Claim to Fame: Eating people at a theme park, battling a T-Rex, and opening doors. Where We Last Saw Them: …eating people, fighting a T-Rex, and opening doors. Where Are They Now?: With his vicious, pointy teeth and giant claws, Velociraptor has created some terrifying cinematic moments. His glory days on the silver screen behind him, everyone’s favorite raptor has since earned degrees in paleoecology, paleontology, and quantum mathematics. Now an exhibit coordinator at the Natural History Museum in Chicago, Velociraptor has made quite a living, as well as a strangely off-putting British accent. “I fear my days as an actor have tainted my species,” the non-avian doctor said, “that ignorant sod Spielberg made sure of it, dehumanizing us every chance he got.” The prehistoric creature has since vowed to reestablish his species as top-dog, signing on as a consultant for the upcoming Jurassic World. “For too long, we Theropods have been portrayed as, dare I say, primitive. Pish-posh, I say! We are some of the most impressive creatures to roam this earth! Pick a door, any door, and watch me open it!” Velociraptor is reportedly making a seven figure salary.
Claim to Fame: Being the Antichrist. Where We Last Saw Them: Holding the President’s hand, looking ominously into the camera. Where Are They Now?: Ever since his parents tried to kill him, this son of Satan has found new meaning for his life. Raised in a government halfway house, Damien Thorn has vowed to champion pro-life movements throughout the nation. “I had a very close call as an infant,” Thorn stated in recent press conference, “if I was granted the right to live by my government, then goddammit, so does every life, hell-born or not!” A steadfast Republican, the jackal-born Antichrist is a frequent contributor to Republican fundraisers and campaigns, often working as a speech-writer. He served as co-writer for the 2012 Romney presidential campaign. “I was sadly banned from joining the seminary, but I found a new calling as a writer,” Thorn said, “the lord sure works in mysterious ways.”
Count Chocula
Pennywise
Claim to Fame: A delicious chocolate breakfast food. Where We Last Saw Them: On a cereal box in October. Where Are They Now?: Living in suburban Indiana, The Count now works as a humble dental assistant. In a series of lawsuits, furious American parents—blaming their children’s rising dental bills and America’s obesity epidemic on his product—stripped Chocula of his career and dignity. Scorned, but not yet broken, Chocula continued his crusade for delicious sugary cereals, going as far as publically announcing that his family would start a diet of only his cereal for an entire year to prove its worth. Sadly, in his obsession with reclaiming his fame, his own son lost his life after losing both of his fangs from cavities brought on by the cereal. “I’ve learned my lesson,” The Count said, “I know now the error of my ways, and the deadly power of sugary cereals.”

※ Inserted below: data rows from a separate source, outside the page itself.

PR #240, opened 2021-05-05
Multiple tracers

jwallwork23:
A while ago it was mentioned that it would be useful to be able to have multiple 2D tracer fields.

This PR includes a proposed approach, as well as:
* various fixes for sphinx warnings
* make conservative tracer a subclass of 2D tracer
* allow P1+SUPG for conservative tracer

### DIFF
--- a/thetis/options.py
+++ b/thetis/options.py
@@ -670,6 +670,19 @@ class ModelOptions2d(CommonModelOptions):
     use_supg_tracer = Bool(
         False, help="Use SUPG stabilisation in tracer advection").tag(config=True)
 
+    def __init__(self, *args, **kwargs):
+        self.tracer_sources_2d = {}
+        super(ModelOptions2d).__init__(*args, **kwargs)
+
+    def add_tracer_2d(self, label, source=None):
+        """
+        Define a 2D tracer field
+
+        :arg label: name for the tracer field
+        :kwarg source: associated source term
+        """
+        self.tracer_sources_2d[label] = source  # TODO: Validate input
+
 
 @attach_paired_options("timestepper_type",
                        PairedEnum([('LeapFrog', ExplicitTimestepperOptions3d),
--- a/thetis/options.py
+++ b/thetis/options.py
@@ -685,6 +685,8 @@ class ModelOptions2d(CommonModelOptions):
         :kwarg unit: units for field, e.g. '-'
         :kwarg source: associated source term
         """
+        assert ' ' not in label, "Labels cannot contain spaces"
+        assert ' ' not in filename, "Filenames cannot contain spaces"
         self.tracer_metadata[label] = {
             'name': name,
             'shortname': shortname or name,
--- a/thetis/options.py
+++ b/thetis/options.py
@@ -671,20 +671,21 @@ class ModelOptions2d(CommonModelOptions):
         False, help="Use SUPG stabilisation in tracer advection").tag(config=True)
 
     def __init__(self, *args, **kwargs):
-        self.tracer_data_2d = {}
-        super(ModelOptions2d).__init__(*args, **kwargs)
+        self.tracer_metadata = {}
+        super(ModelOptions2d, self).__init__(*args, **kwargs)
 
-    def add_tracer_2d(self, name, filename, shortname=None, unit='-', source=None):
+    def add_tracer_2d(self, label, name, filename, shortname=None, unit='-', source=None):
         """
         Define a 2D tracer field
 
-        :arg name: name for the tracer field
-        :arg filename: file name for outputs
-        :kwarg shortname: short version of name
-        :kwarg unit: units for field
+        :arg label: field label used internally by Thetis, e.g. 'tracer_2d'
+        :arg name: human readable name for the tracer field, e.g. 'Tracer concentration'
+        :arg filename: file name for outputs, e.g. 'Tracer2d'
+        :kwarg shortname: short version of name, e.g. 'Tracer'
+        :kwarg unit: units for field, e.g. '-'
         :kwarg source: associated source term
         """
-        self.tracer_data_2d[filename] = {
+        self.tracer_metadata[label] = {
             'name': name,
             'shortname': shortname or name,
             'unit': unit,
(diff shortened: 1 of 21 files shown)


tkarna (dismissed):
Thanks a lot for implementing this, looks great! Only minor comments.

- Should the tracer labels also end with `_2d` like all other fields? Or should we remove the `_2d` suffix from all the fields?
- Handling the default `tracer_2d` case looks a bit cumbersome as it needs special checking
- Now that we have unknown number of equations they could be stored in a `FieldDict` as well. But that could be too intrusive of a change for this PR

tkarna:
To clarify the tracer naming business, I think we define 4 different strings for a field:
```
field_metadata['elev_2d'] = {
    'name': 'Water elevation',
    'shortname': 'Elevation',
    'unit': 'm',
    'filename': 'Elevation2d',
}
```
- the internal label (`elev_2d`) is lowercase and ends with `_2d`. This is used as the key in the `solver.fields` dict
- the filename is CamelCase and ends with `2d`. This is used in the file names
- name is human readable name
- the shortname is used as the field name in vtk output files
Maybe we should use the same conventions for the tracers as well?
(these are subject to change if we implement CF compliant outputs)

thetis/solver2d.py
```diff
@@ -321,23 +321,30 @@ def create_equations(self):
...
+                eq = conservative_tracer_eq_2d.ConservativeTracerEquation2D
             else:
-                uv_2d, elev_2d = self.fields.solution_2d.split()
-                self.eq_tracer = tracer_eq_2d.TracerEquation2D(
-                    self.function_spaces.Q_2d, self.depth, self.options, uv_2d)
+                eq = tracer_eq_2d.TracerEquation2D
+            for label in self.options.tracer_data_2d:
+                field_metadata[label] = self.options.tracer_data_2d[label].copy()
+                field_metadata[label].pop('source')
+                self.fields[label] = Function(self.function_spaces.Q_2d, name=label)
```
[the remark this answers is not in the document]
jwallwork23: Could do, yes. The simplest case would just be to assume that the added field lives in `'Q_2d'` for now, I guess.

jwallwork23:
If the default tracer name becomes 'tracer_2d' (and the special case which converts that to just 'tracer' is avoided) we lose backwards compatibility when assigning initial conditions (which previously expected 'tracer=...'). Is that okay?

tkarna:
> If the default tracer name becomes 'tracer_2d' (and the special case which converts that to just 'tracer' is avoided) we lose backwards compatibility when assigning initial conditions (which previously expected 'tracer=...'). Is that okay?

Yeah, `assign_initial_conditions` uses the field names without the `_2d` suffix as kwargs which is a bit weird. Maybe breaking the bw compatibility in this case is not a big issue? Or in `assign_initial_conditions` you could append `_2d` in the kwarg key when looking for the field?

thetis/solver2d.py
```diff
@@ -297,6 +297,18 @@ def create_function_spaces(self):
 
         self._isfrozen = True
 
+    def add_new_field(self, label):
```
tkarna, line 300: I guess I was thinking about something more generic such as
```python
def add_new_field(self, function, label, name, filename, shortname=None, unit='-'):
    metadata[label] = {
        'name': name, ...
    }
    field_metadata[label] = metadata
    self.fields[label] = function
```
That way users could add any e.g. diagnostic function and it could be exported via `options.fields_to_export`. In the special case of tracers you would just populate the args from `options.tracer_metadata`.

thetis/solver2d.py
```diff
@@ -315,35 +327,40 @@ def create_equations(self):
...
-                    self.function_spaces.Q_2d, self.depth, self.options)
+                eq = conservative_tracer_eq_2d.ConservativeTracerEquation2D
             else:
-                uv_2d, elev_2d = self.fields.solution_2d.split()
-                self.eq_tracer = tracer_eq_2d.TracerEquation2D(
-                    self.function_spaces.Q_2d, self.depth, self.options, uv_2d)
+                eq = tracer_eq_2d.TracerEquation2D
+            for label in self.options.tracer_metadata:
+                self.add_new_field(label)
+                setattr(self.equations, label, eq(*args))
```
tkarna, line 350: here you could use the dict interface:
```python
self.equations[label] = eq(*args)
```

thetis/solver2d.py
```diff
@@ -603,8 +621,11 @@ def assign_initial_conditions(self, elev=None, uv=None, tracer=None, sediment=No
             elev_2d.project(elev)
         if uv is not None:
             uv_2d.project(uv)
-        if tracer is not None and self.options.solve_tracer:
-            self.fields.tracer_2d.project(tracer)
+        if self.options.solve_tracer:
+            for label in self.options.tracer_metadata:
+                tracer = tracers.get(label)
+                if tracer is not None:
+                    self.fields[label].project(tracer)
```
tkarna, line 628: I guess you could loop the other way:
```python
for label, func in tracers.items():
    assert label in self.options.tracer_metadata, f'Unknown tracer label {label}'  # it's good to warn users
    self.fields[label].project(func)
```
Now if we wish to keep things consistent, i.e. the args are  `uv`, `elev`, `tracer` etc you could do
```
for l, func in tracers.items():
    label = l + '_2d'
    ...
```

tkarna (changes requested):
Thanks for the updates, looks really nice! a couple more comments

thetis/options.py
```diff
@@ -670,6 +670,31 @@ class ModelOptions2d(CommonModelOptions):
...
+        """
+        assert ' ' not in label, "Labels cannot contain spaces"
+        assert ' ' not in filename, "Filenames cannot contain spaces"
+        self.tracer_metadata[label] = {
+            'name': name,
+            'shortname': shortname or name,
+            'unit': unit,
+            'filename': filename,
+            'source': source,  # TODO: Validate input
+        }
```
tkarna, line 696: I guess another way would be to use nested options (like we do for timestepper_options for example). Then each entry would be a traitlet and we could validate the input (e.g. source). The API could look like:
```python
options.add_tracer(label)
options.tracer_options[label].source = foo
```
But the nested options can be a bit cumbersome to use in practice. I'd be happy to use this as it is for now. Maybe @stephankramer has some thoughts?

tkarna (approved):
Thanks for the updates, looks good!

thetis/options.py
jwallwork23: That's a good point. I'll merge for now and leave it as a `TODO`. Thanks for the review!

Claim to Fame: Eating children (seeing a theme here?) Where We Last Saw Them: Battling pissed-off adults in a cave…as a giant spider-creature. Where Are They Now?: After killing an undisclosed number of children in the 1980s, Pennywise the demon clown claims his murdering days are behind him. In a stunning revelation, last year he announced he will run for governor in Maine in the November 2014 elections. “I’ve turned a new leaf,” the clown said in a televised interview, “the fact is, I know what it’s like on the other side and I’ve seen the underbelly of this state. With my help, I know we can turn the great state of Maine around!” He plans to run on a platform of “cleaning the streets,” vowing to rid neighborhoods of the inner-city youths that have really “bastardized America” and “deserve to be eaten for their crimes.”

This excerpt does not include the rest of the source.